## Data shown:
========================================================================

PR #767, opened 2024-01-23
Update metrics scripts to be compatible with Node v14.10.+

### LINKED ISSUE #754: "node:timers not found" error during build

========================================================================

## Task objective:
Exactly as written, transcribe each line of the data.

## Your response:
PR #767, opened 2024-01-23
Update metrics scripts to be compatible with Node v14.10.+

### LINKED ISSUE #754: "node:timers not found" error during build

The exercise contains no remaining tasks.